Chronologie de l'affaire
Tribunal de Grande Instance de Paris 27 mai 2010
Cour d'appel de Paris 16 décembre 2011

Tribunal de Grande Instance de Paris, 27 mai 2010, 2009/10441

Mots clés contrefaçon de marque · imitation · similarité des produits ou services · différence visuelle · différence phonétique · syllabe d'attaque identique · substitution · lettre · adjonction · syllabe · syllabe finale · langue étrangère · traduction évidente · différence intellectuelle · risque de confusion · procédure · demande reconventionnelle · demande en déchéance · recevabilité · intérêt à agir · produits ou services opposés · déchéance de la marque · usage sérieux · exploitation à titre de marque · exploitation sur Internet · déchéance partielle

Synthèse

Juridiction : Tribunal de Grande Instance de Paris
Numéro affaire : 2009/10441
Domaine de propriété intellectuelle : MARQUE
Marques : MUZE ; MUSEWORLD
Classification pour les marques : CL09 ; CL14 ; CL16 ; CL25 ; CL28; CL35 ; CL38 ; CL39 ; CL41
Numéros d'enregistrement : 3305686 ; 3552091
Parties : BAYARD PRESSE / MUSEWORLD ; F (Nathalie)

Texte

TRIBUNAL DE GRANDE INSTANCE DE PARIS 3ème chambre 4ème section N° RG : 09/10441 Assignation du : 09 Mars 2009 JUGEMENT rendu le 27 Mai 2010

DEMANDERESSE Société BAYARD PRESSE [...] 92128 MONTROUGE représentée par Me Nicolas BOESPFLUG, avocat au barreau de PARIS, vestiaire #E329

DÉFENDERESSES Société MUSEWORLD [...] 75002 PARIS

Madame Nathalie F représentée par Me Philippe CLEMENT, avocat au barreau de PARIS, vestiaire G157 et plaidant par Me Christian B SCP JAKUBOWICZ MALLET GUY & Associés avocat au barreau de LYON

COMPOSITION DU TRIBUNAL Marie-Claude H, Vice-Présidente Agnès MARCADE, Juge Rémy MONCORGE, Juge assistés de Katia CARDINALE, Greffier

DÉBATS A l'audience du 02 Avril 2010 tenue publiquement

JUGEMENT Prononcé par mise à disposition au greffe Contradictoirement en premier ressort

EXPOSE DU LITIGE La société Bayard presse est titulaire de la marque dénominative MUZE déposée le 28 juillet 2004 et enregistrée sous le n° 04 3 305 686 pour des produi ts et services des classes 9, 16, 35, 38, 39 et 41.

Sous cette marque, elle édite depuis le mois de septembre 2004, un magazine culturel féminin mensuel auquel correspond un site Internet comportant une bibliothèque et une cinémathèque numérique.
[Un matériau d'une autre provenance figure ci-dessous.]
PR #52, opened 2020-05-13
Refactor SF county

elaguerta:
Refactor SF county data fetcher to align with data model


data_scrapers/san_francisco_county.py
```diff
@@ -4,101 +4,238 @@
...
+    # Dict of target_label : source_label for re-keying.
+    # Note: Native_Amer not currently reported
+    RACE_ETH_KEYS = {"Latinx_or_Hispanic": "Hispanic or Latino", "Asian": "Asian", "African_Amer": "Black or African American",
+                 "White": "White", "Pacific_Islander": "Native Hawaiian or Other Pacific Islander", "Multiple_Race": "Multiple Race",
+                 "Other": "Other", "Unknown": "Unknown"}
+    data = response.json()
+    # re-key and aggregate to flatten race x ethnicity
+    race_eth_data: Dict[str,int] = { k:0 for k in RACE_ETH_KEYS.keys() } # initalize all categories to 0 for aggregating
+
+    for item in data: # iterate through all race x ethnicity objects
```
elaguerta, line 209: I'd like some more eyeballs on this logic. I'm getting numbers close to how SF county flattens race and ethnicity on their dashboard, but not exact. The discrepancy might be the lag between the data update and the dashboard update, but then you would expect our numbers to be slightly higher. However, they are slightly lower for Hispanic or Latino, and Other. I think Jason Lally mentioned that they are revisiting their data categories. Perhaps some "Unknown" and "Other" patients are being re-classified, explaining the drop in numbers in those categories today compared to the dashboard numbers. 

Here's what this for loop produces:
```
   "race_eth": {
            "Latinx_or_Hispanic": 828,
            "Asian": 257,
            "African_Amer": 98,
            "White": 343,
            "Pacific_Islander": 23,
            "Multiple_Race": 10,
            "Other": 99,
            "Unknown": 336
        }
```

Here's what the dashboard looks like (updated 5/12):
Screen Shot 2020-05-13 at 8 53 20 AM

elaguerta: Argh I just noticed that Native American isn't listed in the raw data. It looks like "race" is blank for the entry with 6 cases - that could possibly be Native American. Time to slack Jason Lally!

kwonangela7: Re: unknown, I think you might be missing the case where Race = Unknown and Ethnicity = Not Hispanic or Latino. That would surface the 12 you're missing to get the right number of 348.

Re: Hispanic or Latino - I'm not sure. Is it possible that the dashboard is wrong? Or my understanding of what should fall into this category is wrong? It makes sense to me that only the first three rows of the raw data set should be added (and your logic does that), and that only adds up to 828. I'll revisit this later tonight or tomorrow.

Re: White - I didn't have as much time to look at this one, so I'll try to look at it again tomorrow, but I think you're getting a higher count b/c you're counting (Race: White) + (Ethnicity: Hispanic or Latino) as White, but I think it's already accounted for in Hispanic or Latino?

kwonangela7: I don't think the Hispanic or Latino discrepancy can be explained by this (the discrepancy seems too large), but just posting this disclaimer from the raw data set anyway: "Unknowns may become known over time as more information is gathered. Combinations of race and ethnicity resulting in 5 or fewer cases are dropped for privacy reasons.", in case it happens to be useful at some point.

data_scrapers/san_francisco_county.py
```diff
@@ -4,101 +4,238 @@
...
+
+        # handle unknown
+        # sum over only items for which BOTH race and ethnicity are Unknown, or one is Unknown and the other is not reported
+        if "race" in cols and "ethnicity" in cols:
+            if item["race"] == "Unknown" and item["ethnicity"] == "Unknown": # both race and ethnicity are Unknown
+                race_eth_data["Unknown"] += cases
+        elif "ethnicity" in cols and item["ethnicity"] == "Unknown": # or, race not reported and ethnicity is unknown
+            race_eth_data["Unknown"] += cases
+        elif "race" in cols and item["race"] == "Unknown": # or, ethnicity not reported and race is unknown
+            race_eth_data["Unknown"] += cases
```
Mr0grog, line 221: Is there a meaningful difference between “not reported” and “unknown”? It doesn’t seem like it in the logic here, so you could probably simplify and make it easier to follow with:

```py
race = item.get('race', 'Unknown')
ethnicity = item.get('ethnicity', 'Unknown')

# Now you always have a value for both, so there's no need for the complex
# branching, and no need for the `if 'race' in cols and ...` checks:
if race == 'Unknown' and ethnicity == 'Unknown':
    race_eth_data['Unknown'] += cases

if ethnicity == 'Hispanic or Latino':
    race_eth_data["Latinx_or_Hispanic"] += cases

# etc.
```

data_scrapers/san_francisco_county.py
```diff
@@ -4,101 +4,238 @@
...
+        
+        # sum over all known races
+        if "race" in cols and item["race"] != "Unknown": 
+            if item["race"] == "Other":  # except for race = Other, ethnicity = Hispanic or Latino; exclude Other/Hispanic Latino from Other
+                if "ethnicity" in cols and item["ethnicity"] != "Hispanic or Latino": 
+                    race_eth_data["Other"] += cases
+            else:
+                for k,v in RACE_ETH_KEYS.items(): # look up this item's re-key
+                    if v == item["race"]:
+                        race_eth_data[k] += cases
```
Mr0grog, line 235: Are we double-counting when `ethnicity == 'Hispanic or Latino'` here? I think `{race: 'Unknown', ethnicity: 'Hispanic or Latino'}` and `{race: 'White', ethnicity: 'Hispanic or Latino'}` are both in the data and would wind up getting here AND to line 225, but your screenshot from the dashboard shows totals that sum up to 100%.

data_scrapers/san_francisco_county.py
```diff
@@ -4,101 +4,238 @@
...
-    positives = get_json(tests_url + total_positives_query)
-    tests[0].update(positives[0])
-    return tests
+    response = requests.get(race_ethnicity_url)
+    response.raise_for_status()
+    # Dict of target_label : source_label for re-keying.
+    # Note: Native_Amer not currently reported
+    RACE_ETH_KEYS = {"Latinx_or_Hispanic": "Hispanic or Latino", "Asian": "Asian", "African_Amer": "Black or African American",
+                 "White": "White", "Pacific_Islander": "Native Hawaiian or Other Pacific Islander", "Native_Amer": "Native American", "Multiple_Race": "Multiple Race",
+                 "Other": "Other", "Unknown": "Unknown"}
```
Mr0grog, line 204: If you inverted the keys and values here, you wouldn’t need the loop on line 233 and none of your other code would get more complex (you just need to trade `RACE_ETH_KEYS.keys()` for `RACE_ETH_KEYS.values()` on line 207 below).

data_scrapers/san_francisco_county.py
```diff
@@ -4,101 +4,238 @@
...
+
+RESOURCE_IDS = {'cases_deaths_transmission': 'tvq9-ec9w', 'age_gender': 'sunc-2t3k', 
+                'race_eth': 'vqqm-nsqg', 'tests': 'nfpa-mg4g' }
+
+metadata_url = 'https://data.sfgov.org/api/views/metadata/v1/'
+data_url = 'https://data.sfgov.org/resource/'
+age_gender_url = f"{data_url}{RESOURCE_IDS['age_gender']}.json"
+race_ethnicity_url = f"{data_url}{RESOURCE_IDS['race_eth']}.json"
+transmission_url = f"{data_url}{RESOURCE_IDS['cases_deaths_transmission']}.json"
+tests_url = f"{data_url}{RESOURCE_IDS['tests']}.json"
```
Mr0grog, line 17: This isn’t a huge deal, but you could probably reduce some boilerplate *and* make your code a bit more readable by wrapping this up into a class for dealing with the API, e.g:

```py
class SanFranciscoApi:
    base_url = 'https://data.sfgov.org/'

    def __init__(self):
        # Having a session gets you connection pooling and other
        # performance niceties.
        self.session = requests.Session()
        self.resource_url = urljoin(self.base_url, '/resource/')
        self.metadata_url = urljoin(self.base_url, '/api/views/metadata/v1/')

    def request(self, url, **kwargs):
        response = self.session.request(url, **kwargs)
        response.raise_for_status()
        return response.json()

    def get_cases(self, params):
        return self.request(f'{self.resource_url}tvq9-ec9w', params)

    def get_age_and_gender(self, params):
        return self.request(f'{self.resource_url}sunc-2t3k', params)

    # etc.

# Now in your functions you can have a slightly more readable call
# and not repeat all the business around checking for exceptions and
# parson JSON:
cases_series = api_instance.get_cases({'case_disposition': 'Confirmed',
                                       '$select':'date,sum(case_count) as cases',
                                       '$group':'date',
                                       '$order':'date'})
```

And this gives you more places to do useful other things, like setting a common user-agent string for all your requests.

If any other counties use Socrata, you can split this in two so parts of it are also reusable:

```py
class SocrataApi:
    def __init__(self):
        # Having a session gets you connection pooling and other
        # performance niceties.
        self.session = requests.Session()
        self.resource_url = urljoin(self.base_url, '/resource/')
        self.metadata_url = urljoin(self.base_url, '/api/views/metadata/v1/')

    def request(self, url, **kwargs):
        response = self.session.request(url, **kwargs)
        response.raise_for_status()
        return response.json()

class SanFranciscoApi(SocrataApi):
    base_url = 'https://data.sfgov.org/'

    def get_cases(self, params):
        return self.request(f'{self.resource_url}tvq9-ec9w', params)

    def get_age_and_gender(self, params):
        return self.request(f'{self.resource_url}sunc-2t3k', params)

    # etc.
```

data_scrapers/san_francisco_county.py
elaguerta: Yes we were double counting for White, Hispanic or Latino as @kwonangela7 [notes](https://github.com/sfbrigade/data-covid19-sfbayarea/pull/52#discussion_r424857992). For any other race and Hispanic or Latino, I believe the individual gets counted for both their race and as Hispanic Latino. I guess SF excludes White & Hispanic or Latino from White. I'll edit this so it lines up with SF.

data_scrapers/san_francisco_county.py
```diff
@@ -4,101 +4,238 @@
...
+
+def get_county() -> Dict:
+    """Main method for populating county data .json"""
+
+    # Load data model template into a local dictionary called 'out'.
+    with open('./data_models/data_model.json') as template:
+        out = json.load(template)
```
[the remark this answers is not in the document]
elaguerta: See data_scrapers/utils.py

data_scrapers/san_francisco_county.py
Mr0grog: Ah, sorry, I totally missed that last paragraph in her comment!

I guess I was reacting to the column in your screenshot being labeled “percent of cases” and noticing that they add up to 100%. That implies we shouldn’t double-count like this, although I agree that seems unexpected — if you’re doing anything other than just showing each (race × ethnicity) combination, you *should* get > 100%. 😕

> I'll edit this so it lines up with SF.

I didn’t follow the conversations about this when creating the data model closely, so sorry if this is already well-trodden ground: given the confusion you’re encountering around reverse-engineering SF’s logic here, is matching even what we actually want? If so, 👍

data_scrapers/san_francisco_county.py
elaguerta: Some progress on this. Here's our data as of 5/17:
```
 "race_eth": {
        "Latinx_or_Hispanic": 881,
        "Asian": 263,
        "African_Amer": 105,
        "White": 323,
        "Pacific_Islander": 25,
        "Native_Amer": 8,
        "Multiple_Race": 10,
        "Other": 107,
        "Unknown": 346
      }
```
Here's what the dashboard is showing, updated 5/16:
Screen Shot 2020-05-17 at 9 55 04 PM

Here are the major changes I made to the logic:
  1. Include Race = 'Unknown', Ethnicity = 'Not Hispanic or Latino' in our 'Unknown'
2. Exclude Race = 'Other', Ethnicity = 'Hispanic or Latino' from our 'Other'
3. Exclude Race = 'White', Ethnicity = 'Hispanic or Latino' from our 'White
4. If Race was not reported, counted it the value as Race = 'Native American' (!!!)
This last one is because the dashboard has Native American, but the [raw data](https://data.sfgov.org/COVID-19/COVID-19-Cases-Summarized-by-Race-and-Ethnicity/vqqm-nsqg/data) doesn't, however, the one value in the raw data that doesn't have race reported looks to be very close to 'Native American'. 
I am adding this very heavy-handed interpretation to our metadata.
Thoughts? @kwonangela7 @Mr0grog

elaguerta:
@Mr0grog ready for another round of review. I added a utils file, which has a function for getting the data model and a SocrataApi class. I also reformatted the age tables to match the README.

data_scrapers/san_francisco_county.py
Mr0grog: > This last one is because the dashboard has Native American, but the raw data doesn't, however, the one value in the raw data that doesn't have race reported looks to be very close to 'Native American'.

Ahhhhhhh! Yeah, that makes sense, although, ugh, I definitely hear you on how making this assumption seems like a bad thing. Definitely worth asking the county, but I also wouldn’t block merging while waiting for that feedback (we can always make changes in the future when we hear back).

I also think 2 & 3 feel weird, or at least not what I’d expect based on how categories are named. and I think the best way to characterize this is that, even though our categories are cross-cutting (i.e., based on their name, someone could fit in more than one), we are ensuring every case only gets bucketed in *one* (so they sum up to 100% of cases, rather than > 100%).

**I don’t have a strong feel on whether doing this in order to match SF’s dashboard is good. If we do it, we should add a note about it to `meta_from_baypd`.** It might be good to add a big comment at the top of `get_race_eth_table()` that describes how cases are getting bucketed, similar to what you wrote here (that way someone can get a sense of it without needed to puzzle through the actual logic).

data_scrapers/san_francisco.py
```diff
@@ -0,0 +1,268 @@
...
+        return out_series
+
+    # Confirmed Cases and Deaths by Date and Transmission
+    # Note that cumulative totals are not directly reported, we are summing over the daily reported numbers
+    def get_cases_series(self) -> List[Dict]:
+        """Get cases timeseries json, sum over transmision cat by date"""
+        resource_id = self.resource_ids['cases_deaths_transmission']
+        params = {'case_disposition': 'Confirmed',
+                '$select': 'date,sum(case_count) as cases', '$group': 'date', '$order': 'date'}
+        data = self.request(resource_id, params=params)
```
Mr0grog, line 106: Ohhh, this is not really what I had in mind when I recommended a `SanFranciscoApi` class **(although it’s also totally fine; no need to do a whole bunch more refactoring at this point if it’s getting tedious)**.

I was trying to separate the concerns around “get me some raw data from the API” and “parse/reformat/reorganize the API’s data.” So you might have:

```py
# These functions are purely about requesting data from a remote API and
# deal only with network and parse-related things (e.g. determining URLs,
# retrying, parsing JSON, caching responses, etc.).
class SanFranciscoApi(SocrataApi):
    ...

    def get_cases_deaths_transmission(self, **kwargs):
        """
        Get the total cases by date, transmission type and disposition
        ('Death' or 'Confirmed').
        Browse this at: https://data.sfgov.org/COVID-19/COVID-19-Cases-Summarized-by-Date-Transmission-and/tvq9-ec9w
        """
        return self.request('tvq9-ec9w', **kwargs)

    # Or, a slightly more complex version that might simplify your usage.
    # Not sure if there are other requests to tvq9-ec9w that would be more
    # complex because of this.
    def get_cases_deaths_transmission(self, disposition, **kwargs):
        """
        Get the total cases by date, and transmission type for a given
        disposition ('Death' or 'Confirmed').
        Browse this at: https://data.sfgov.org/COVID-19/COVID-19-Cases-Summarized-by-Date-Transmission-and/tvq9-ec9w
        """
        params = {'case_disposition': disposition,
                  '$select': 'date,sum(case_count) as cases',
                  '$group': 'date',
                  '$order': 'date'}
        return self.request('tvq9-ec9w', params=params, **kwargs)


# In the same set of basic functions you had before:
def get_cases_series(api):
    data = api.get_cases_deaths_transmission({
        'case_disposition': 'Confirmed',
        '$select': 'date,sum(case_count) as cases',
        '$group': 'date',
        '$order': 'date'
    })
    # Or the fancier version:
    data = api.get_cases_deaths_transmission('Confirmed')

    # convert date from ISO string to 'yyyy-mm-dd'. convert number strings
    # to int. calculate daily cumulative.
    cases_series = []
    cumul = 0
    for entry in data:
        entry["date"] = entry["date"][0:10]
        entry["cases"] = int(entry["cases"])
        cumul += entry["cases"]
        entry["cumul_cases"] = cumul
        cases_series.append(entry)
    return cases_series
```

That probably doesn’t look like it’s saving you a whole lot, but it’s still pretty useful. You get function names that more clearly tell someone else reading your code just what’s happening, a better place to document issues around SF’s API itself, and a clear place to do other things that are particular to the API, like special parameter parsing, caching, HTTP headers, etc.

If you have a situation like Alameda, where you have both an API and some dashboards you’re scraping, you might have two separate clients to encapsulate the different concerns around making API requests vs. managing a webdriver instance.

The way you have it now, I’m not sure there’s a huge benefit from being methods on a `SanFranciscoApi` class rather than just creating an instance of `SocrataApi` and passing it around:

```py
def get_county():
    ...
    session = SocrataApi('https://data.sfgov.org/')
    ...
    get_cases_series(session)
    ...
```

(Having the class means you don’t have to pass the instance around, which is useful, but not a huge benefit.)

Anyway, what you have here is OK, too! Separating it out a bit more can help others understand or modify your code a bit more easily (or help you do so a couple weeks from know when you’ve forgotten all the details of what you did).

data_scrapers/san_francisco.py
```diff
@@ -0,0 +1,268 @@
...
+        Note that SF does not provide death totals, so these datapoints will be -1.
+        To crete a DataFrame from the dictionary, run 'pd.DataFrame(get_demographics())'
+        """
+        # copy dictionary structure of global 'out' dictionary to local variable
+        demo_totals: Dict[str,Dict] = { "case_totals": dict(), "death_totals": dict() }
+        demo_totals["case_totals"]["gender"] = self.get_gender_table()
+        demo_totals["case_totals"]["age_group"] = self.get_age_table()
+        demo_totals["case_totals"]["transmission_cat"] = self.get_transmission_table()
+        demo_totals["case_totals"]["race_eth"] = self.get_race_eth_table()
+        return demo_totals
```
Mr0grog, line 84: I’ve lost track in this refactor: did we previously fill in `death_totals` for SF? It’s missing now.

(If no, it might good to add a `TODO` comment in the source calling out that this field needs work to fill in.)

data_scrapers/san_francisco.py
```diff
@@ -0,0 +1,268 @@
...
+        age_table : List[Dict[str,Any]] = [
+            {"group": "18_and_under", "raw_count": -1},
+            {"group": "18_to_30", "raw_count": -1},
+            {"group": "31_to_40", "raw_count": -1},
+            {"group": "41_to_50", "raw_count": -1},
+            {"group": "51_to_60", "raw_count": -1},
+            {"group": "61_to_70", "raw_count": -1},
+            {"group": "71_to_80", "raw_count": -1},
+            {"group": "81_and_older", "raw_count": -1}
+	    ]
```
Mr0grog, line 182: Kind of like I noted for Alameda county, you don’t need to write all this out if you make sure `AGE_KEYS` is in order.

data_scrapers/utils.py
```diff
@@ -0,0 +1,25 @@
...
+
+class SocrataApi:
+    """ Class for starting a Session with Socrata endpoints and sending requests"""
+    def __init__(self, base_url):
+        self.session = requests.Session()
+        self.base_url = base_url
+        self.resource_url = urljoin(self.base_url, '/resource/')
+        self.metadata_url = urljoin(self.base_url, '/api/views/metadata/v1/')
+
+    def request(self, url, **kwargs):
```
Mr0grog, line 22: It might be good to add some caching here for cases where the same URL is requested multiple times (e.g. at least two metadata functions grab the same set of URLs).

The most quick-n-dirty built-in you could use is `functools.lru_cache`, which will leak memory, but probably isn’t a huge deal for our current use cases:

```py
import functools

class SocrataApi:
    @functools.lru_cache()
    def request(self, url, **kwargs):
        ...
```

The [methodtools package](https://pypi.org/project/methodtools/) has a version of `lru_cache` that won’t leak.

A better long-term approach might be to use [cachecontrol](https://cachecontrol.readthedocs.io), though. It’s designed more precisely for caching with `requests`.

data_scrapers/alameda.py
```diff
@@ -168,26 +178,44 @@ def get_demographics(out:Dict) -> (Dict, List):
         demo_totals["case_totals"]["race_eth"][k] = cases_data[v]
         demo_totals["death_totals"]["race_eth"][k] = deaths_data['Deaths_' + v]
     # get age cases and deaths
-    demo_totals["case_totals"]["age_group"] = { k: v for k, v in cases_data.items() if 'Age' in k }
-    demo_totals["death_totals"]["age_group"] = {k: v for k, v in deaths_data.items() if 'Age' in k}
+    # get age groups. Our data model calls for a list, but these may be out of age order.
+    demo_totals["case_totals"]["age_group"] = { k:v for k, v in cases_data.items() if 'Age' in k }
+    demo_totals["death_totals"]["age_group"] = { k:v for k, v in deaths_data.items() if 'Age' in k }
```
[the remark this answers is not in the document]
elaguerta: Somehow I made it this far without knowing that Python3 preserves dictionary ordering! This is the best news I've heard during quarantine. Low bar, but life-changing.

data_scrapers/san_francisco.py
elaguerta: We didn't have death_totals (and still don't). Jason Lally says it should be up this week. I'll add a `TODO` to fill in.

data_scrapers/alameda.py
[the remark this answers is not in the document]
Mr0grog: Important caveat: ordering isn’t involved when *comparing* dicts (for that, use `collections.OrderedDict`). But for iteration, it’s a *very* nice improvement over Python 2. 😄

data_scrapers/san_francisco_county.py
elaguerta: So I've decided to assign each individual to one bucket. I've add a description in `meta_from_baypd` and in comments at the top of get_race_eth_table().
I think is what our logic was doing anyways, I've just made it more clear. In any case I'm getting the same numbers as before with this approach - close to what's on the SF dashboard. 
For comparison, here's a [snapshot of Sonoma county's race/eth table](
https://socoemergency.org/emergency/novel-coronavirus/coronavirus-cases/), 
Screen Shot 2020-05-19 at 7 20 50 AM
It looks like they are bucketing each individual in one category, so the partition sums up to 100% of cases. Looks like they are only putting an individual in a race bucket if they are not Hispanic/Latino. Since Sonoma is doing it this way, and it looks like SF could be doing it this way, I'm inclined to do the same.

elaguerta:
@Mr0grog ready for another round of review. Some highlights: 
- san_francisco.py: deleted SanFranciscoApi class. Instead I'm passing around the SocrataApi instance. I decided not to separate the requests from the transforming/parsing in each method. Each method seems to be a reasonable enough length, and the queries and transform processes are pretty specific to each table. 
- utils.py: imported cachecontrol and created a cached session on the SocrataApi class. not sure if we need to keep the uncached session around

data_scrapers/san_francisco.py
```diff
@@ -0,0 +1,232 @@
...
+    """ Main method for populating county data.json """
+    # TODO: Add deaths data when it is available through the api.
+    # TODO: In get_race_eth_table(), update code when SF provides a race label for the Native American datapoint.
+
+    # Load data model template into a local dictionary called 'out'.
+    out = get_data_model()
+    # create a SocrataApi instance
+    RESOURCE_IDS = {'cases_deaths_transmission': 'tvq9-ec9w', 'age_gender': 'sunc-2t3k',
+                     'race_eth': 'vqqm-nsqg', 'tests': 'nfpa-mg4g'}
+    session = SocrataApi('https://data.sfgov.org/', RESOURCE_IDS)
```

Au mois d'octobre 2007, la société Bayard presse a fait opposition à l'enregistrement de la marque MUSES déposée le 9 juillet 2007 par Nathalie F en ce qu'elle visait les produits et services des classes 9, 16 et 41.Celle-ci a retiré sa demande d'enregistrement pour les produits et services concernés.

Les 20 décembre 2007 et 29 janvier 2008, Nathalie F a enregistré les noms de domaine museworld.net et museworld.eu. Elle a également déposé, le 29 janvier 2008, la marque MUSEWORLD enregistrée sous le n° 3 552 091 pour les produits et services des clas ses 9, 14, 25, 28 et 41.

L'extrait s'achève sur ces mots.